Segment Start: ENTRIES SHOWN

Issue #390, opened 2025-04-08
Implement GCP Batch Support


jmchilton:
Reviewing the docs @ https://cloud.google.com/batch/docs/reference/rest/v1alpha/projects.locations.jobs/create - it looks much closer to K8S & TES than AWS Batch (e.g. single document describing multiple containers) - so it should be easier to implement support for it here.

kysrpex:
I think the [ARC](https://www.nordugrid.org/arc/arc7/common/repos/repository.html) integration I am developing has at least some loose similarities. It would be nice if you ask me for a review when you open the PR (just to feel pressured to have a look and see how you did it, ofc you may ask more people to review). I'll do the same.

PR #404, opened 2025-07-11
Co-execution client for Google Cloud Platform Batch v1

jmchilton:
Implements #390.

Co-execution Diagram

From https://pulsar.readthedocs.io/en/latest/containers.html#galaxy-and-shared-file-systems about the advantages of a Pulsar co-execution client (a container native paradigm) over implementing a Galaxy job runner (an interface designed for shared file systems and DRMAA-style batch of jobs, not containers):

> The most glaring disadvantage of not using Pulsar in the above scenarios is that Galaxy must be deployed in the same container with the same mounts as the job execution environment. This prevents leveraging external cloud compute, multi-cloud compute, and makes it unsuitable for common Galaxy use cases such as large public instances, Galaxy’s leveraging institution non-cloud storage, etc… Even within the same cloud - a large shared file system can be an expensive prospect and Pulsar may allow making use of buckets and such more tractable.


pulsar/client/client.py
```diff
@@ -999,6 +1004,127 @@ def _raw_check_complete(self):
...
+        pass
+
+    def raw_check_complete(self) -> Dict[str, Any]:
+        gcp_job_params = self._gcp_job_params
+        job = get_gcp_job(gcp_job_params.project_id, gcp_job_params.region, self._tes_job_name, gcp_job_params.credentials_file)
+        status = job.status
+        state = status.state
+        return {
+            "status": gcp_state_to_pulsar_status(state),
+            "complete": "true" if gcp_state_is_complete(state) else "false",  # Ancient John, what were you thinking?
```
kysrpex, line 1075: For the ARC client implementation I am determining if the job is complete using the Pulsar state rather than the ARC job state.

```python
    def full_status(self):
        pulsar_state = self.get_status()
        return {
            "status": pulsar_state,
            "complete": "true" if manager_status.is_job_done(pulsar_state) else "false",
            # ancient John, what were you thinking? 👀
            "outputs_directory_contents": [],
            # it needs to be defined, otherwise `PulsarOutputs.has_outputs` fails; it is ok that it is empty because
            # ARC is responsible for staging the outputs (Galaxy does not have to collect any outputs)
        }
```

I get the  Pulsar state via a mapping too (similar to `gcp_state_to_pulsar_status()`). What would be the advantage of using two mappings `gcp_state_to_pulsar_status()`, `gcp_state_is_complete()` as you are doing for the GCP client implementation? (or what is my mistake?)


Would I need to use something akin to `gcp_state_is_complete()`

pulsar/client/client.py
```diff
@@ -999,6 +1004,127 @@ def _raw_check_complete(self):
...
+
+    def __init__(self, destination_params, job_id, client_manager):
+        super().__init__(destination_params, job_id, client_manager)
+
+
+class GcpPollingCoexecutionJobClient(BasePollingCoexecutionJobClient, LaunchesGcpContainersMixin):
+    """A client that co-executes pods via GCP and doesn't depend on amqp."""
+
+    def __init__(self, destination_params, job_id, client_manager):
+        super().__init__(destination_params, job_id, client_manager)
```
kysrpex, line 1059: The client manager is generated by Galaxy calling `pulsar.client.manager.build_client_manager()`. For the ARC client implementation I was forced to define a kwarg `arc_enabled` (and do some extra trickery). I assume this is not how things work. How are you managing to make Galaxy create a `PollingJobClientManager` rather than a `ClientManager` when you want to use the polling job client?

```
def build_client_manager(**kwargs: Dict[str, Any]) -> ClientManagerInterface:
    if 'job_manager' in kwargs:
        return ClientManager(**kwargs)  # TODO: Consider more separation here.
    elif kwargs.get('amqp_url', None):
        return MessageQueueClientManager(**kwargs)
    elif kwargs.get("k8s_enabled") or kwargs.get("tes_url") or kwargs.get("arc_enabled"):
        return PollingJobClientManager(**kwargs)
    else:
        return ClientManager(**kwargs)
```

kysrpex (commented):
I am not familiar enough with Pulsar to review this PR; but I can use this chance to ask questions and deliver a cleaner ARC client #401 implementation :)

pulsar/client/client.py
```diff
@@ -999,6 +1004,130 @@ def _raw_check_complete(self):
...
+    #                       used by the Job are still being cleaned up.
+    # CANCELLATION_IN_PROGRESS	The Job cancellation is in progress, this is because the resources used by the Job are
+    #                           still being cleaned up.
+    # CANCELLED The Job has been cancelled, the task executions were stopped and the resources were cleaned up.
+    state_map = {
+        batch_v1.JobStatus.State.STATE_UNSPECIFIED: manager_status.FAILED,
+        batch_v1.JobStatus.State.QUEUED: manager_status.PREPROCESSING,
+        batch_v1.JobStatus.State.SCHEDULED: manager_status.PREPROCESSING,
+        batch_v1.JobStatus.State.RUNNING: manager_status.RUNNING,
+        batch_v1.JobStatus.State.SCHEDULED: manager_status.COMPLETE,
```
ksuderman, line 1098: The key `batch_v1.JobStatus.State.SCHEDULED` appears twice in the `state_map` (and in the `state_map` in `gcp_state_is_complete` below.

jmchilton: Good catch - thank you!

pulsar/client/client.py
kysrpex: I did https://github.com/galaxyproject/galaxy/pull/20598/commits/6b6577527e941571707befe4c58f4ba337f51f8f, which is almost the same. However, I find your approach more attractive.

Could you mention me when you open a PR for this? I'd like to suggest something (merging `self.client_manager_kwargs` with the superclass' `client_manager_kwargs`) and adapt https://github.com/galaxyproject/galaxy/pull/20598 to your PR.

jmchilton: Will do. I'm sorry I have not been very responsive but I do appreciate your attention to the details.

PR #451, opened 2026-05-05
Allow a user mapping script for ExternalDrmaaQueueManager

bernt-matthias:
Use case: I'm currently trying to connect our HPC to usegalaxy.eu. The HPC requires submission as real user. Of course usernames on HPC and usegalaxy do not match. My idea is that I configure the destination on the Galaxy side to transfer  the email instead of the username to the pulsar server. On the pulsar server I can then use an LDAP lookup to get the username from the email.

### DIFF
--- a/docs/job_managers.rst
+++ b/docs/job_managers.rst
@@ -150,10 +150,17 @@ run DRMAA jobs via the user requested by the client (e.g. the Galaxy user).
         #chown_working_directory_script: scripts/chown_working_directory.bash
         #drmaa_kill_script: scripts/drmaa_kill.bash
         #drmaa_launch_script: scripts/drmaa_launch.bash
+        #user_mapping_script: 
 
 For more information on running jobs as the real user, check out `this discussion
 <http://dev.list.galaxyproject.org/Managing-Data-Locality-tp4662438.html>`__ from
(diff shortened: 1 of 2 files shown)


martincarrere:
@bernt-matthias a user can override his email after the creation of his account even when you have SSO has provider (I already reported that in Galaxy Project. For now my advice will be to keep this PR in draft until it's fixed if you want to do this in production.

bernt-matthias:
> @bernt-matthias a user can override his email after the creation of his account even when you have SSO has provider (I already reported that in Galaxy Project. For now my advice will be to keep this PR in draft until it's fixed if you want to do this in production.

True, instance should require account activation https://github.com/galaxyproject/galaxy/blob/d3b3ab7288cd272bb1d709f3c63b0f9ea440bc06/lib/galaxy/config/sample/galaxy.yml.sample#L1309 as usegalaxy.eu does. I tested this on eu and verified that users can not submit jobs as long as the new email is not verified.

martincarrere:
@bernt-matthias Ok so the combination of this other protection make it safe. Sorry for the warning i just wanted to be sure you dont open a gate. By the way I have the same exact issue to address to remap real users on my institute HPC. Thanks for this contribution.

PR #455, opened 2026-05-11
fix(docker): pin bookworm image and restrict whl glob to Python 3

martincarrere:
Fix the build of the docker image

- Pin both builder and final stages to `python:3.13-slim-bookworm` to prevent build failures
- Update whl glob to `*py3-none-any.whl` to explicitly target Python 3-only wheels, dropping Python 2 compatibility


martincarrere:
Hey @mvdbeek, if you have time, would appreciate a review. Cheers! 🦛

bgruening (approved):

Segment End: ENTRIES SHOWN

_WORK REQUIRED_.
Find the word "opened" in the data and show each line that holds it.

_SOLUTION TO THIS TASK_.
Issue #390, opened 2025-04-08
PR #404, opened 2025-07-11
PR #451, opened 2026-05-05
PR #455, opened 2026-05-11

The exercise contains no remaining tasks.